I've been using my stones to sharpen my slicer. What a difference!


----------



## ecchef (Sep 30, 2011)

+1 out of necessity...the sharpening attachment got 'lost'. It's a ***** to de-burr.


----------



## mhlee (Sep 30, 2011)

+1 to half sheet pans, plastic containers, Vitamix (I got a super price years ago on a single speed, 30 second timer Vitamix at Surfas, a restaurant supply store here in the LA area), tongs (I prefer Edlund locking tongs), cake pans and wire racks. The Vitamix kicked the cr*p out of my Kitchenaid blender so much that I gave the Kitchenaid away. Also, restaurant supply stores are the only place that I've found _liquid _Barkeeper's Friend. 
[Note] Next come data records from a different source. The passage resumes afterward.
PR #398, opened 2024-12-29
client: improve error messaging on connection failure

ParthSareen:
Error messaging is unclear - especially on connection error
Also exposed the status code coming down but I'm not sure if we want that behavior

- [x] Tests

### DIFF
--- a/ollama/_client.py
+++ b/ollama/_client.py
@@ -106,6 +106,9 @@ class BaseClient:
     )
 
 
+CONNECTION_ERROR_MESSAGE = 'Failed to connect to Ollama. Please check that Ollama is downloaded, running and accessible. https://ollama.com/download'
+
+
 class Client(BaseClient):
   def __init__(self, host: Optional[str] = None, **kwargs) -> None:
     super().__init__(httpx.Client, host, **kwargs)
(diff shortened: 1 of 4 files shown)


ollama/_types.py
```diff
@@ -524,3 +524,6 @@ def __init__(self, error: str, status_code: int = -1):
 
     self.status_code = status_code
     'HTTP status code of the response.'
+
+  def __str__(self) -> str:
+    return f'{self.error} (status code: {self.status_code})'
```
ParthSareen, line 529: status code does not get printed currently - this exposes it

ollama/_client.py
```diff
@@ -617,12 +619,14 @@ def __init__(self, host: Optional[str] = None, **kwargs) -> None:
...
-    r = await self._client.request(*args, **kwargs)
     try:
+      r = await self._client.request(*args, **kwargs)
       r.raise_for_status()
+      return r
     except httpx.HTTPStatusError as e:
       raise ResponseError(e.response.text, e.response.status_code) from None
-    return r
+    except httpx.ConnectError:
+      raise ResponseError('Failed to connect to Ollama. Please check that Ollama is downloaded, running and accessible. https://ollama.com/download', 503) from None
```
jmorganca, line 629: Shouldn't a 503 code be provided by the server? https://developer.mozilla.org/en-US/docs/Web/HTTP/Status/503 I wouldn't introduce any codes that aren't actually served by the API

ParthSareen: Yeah I'm debating if we should not have this as a response error since it's not even a response that is failing it's the connection from httpx itself

ParthSareen: Found a `ConnectionError` throwable which I think makes more sense in this setting

mxyng (approved):

ollama/_types.py
ParthSareen: No code, just the message from the server: 
image

ParthSareen: vs with the change: 
image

However, I will say, of these, the half-sheet pan wire racks that I bought from Surfas were the best things I ever bought. They fit the half-sheet pans perfectly, were cheap, and I use them for almost everything - roasting, prep (raising rinsed or marinated items off the liquid prior to cooking), for draining fried foods and also keeping fried foods warm in the oven, aging meats for short periods of time in the fridge (the racks allow for circulation of air underneath the meat) . . . all kinds of things. 

I just need to find a local restaurant supply store that carries Dynamic immersion blenders. 

Have any of you guys bought from KaTom? They have the best price on the Dynamic Minipro Immersion Blender and I'm considering buying it through them although they don't honor the warrranty if the product is used non-professionally.


----------



## Eamon Burke (Oct 4, 2011)

mr drinky said:


> No, it wasn't the Vitamix (though that is an interesting point). I caught an Anthony Bourdain No Reservations a couple weeks ago, and he mentioned that when you use commercial slicers and slice meat really thin, it ends up cooking the meat a bit. I imagine it depends upon how much things heat up (volume) and the type of meat though.
> 
> k.


 
Strictly speaking, cooking is the preparation of food by means of the application of heat, and the heat being transferred via the air and friction of the slicer are so minimal and unintentional they will never matter.

He's probably referring to the fact that these things are a giant PITA to sharpen and generally get kept up by grindy stone attachments, and the edge is extremely rough. The increased number of broken barriers in the food(as compared to, say, a polished yanagiba), paired with meat's natural tendency to lose color due to oxidation very likely created the impression that it was being slightly cooked.

Nothing better than roast beef straight off the slicer--1 minute later, it's not the same.


----------



## Eamon Burke (Oct 4, 2011)

Salty dog said:


> I've been using my stones to sharpen my slicer. What a difference!


 
I would love to do that and consider it weekly. My boss would throw a fit!


----------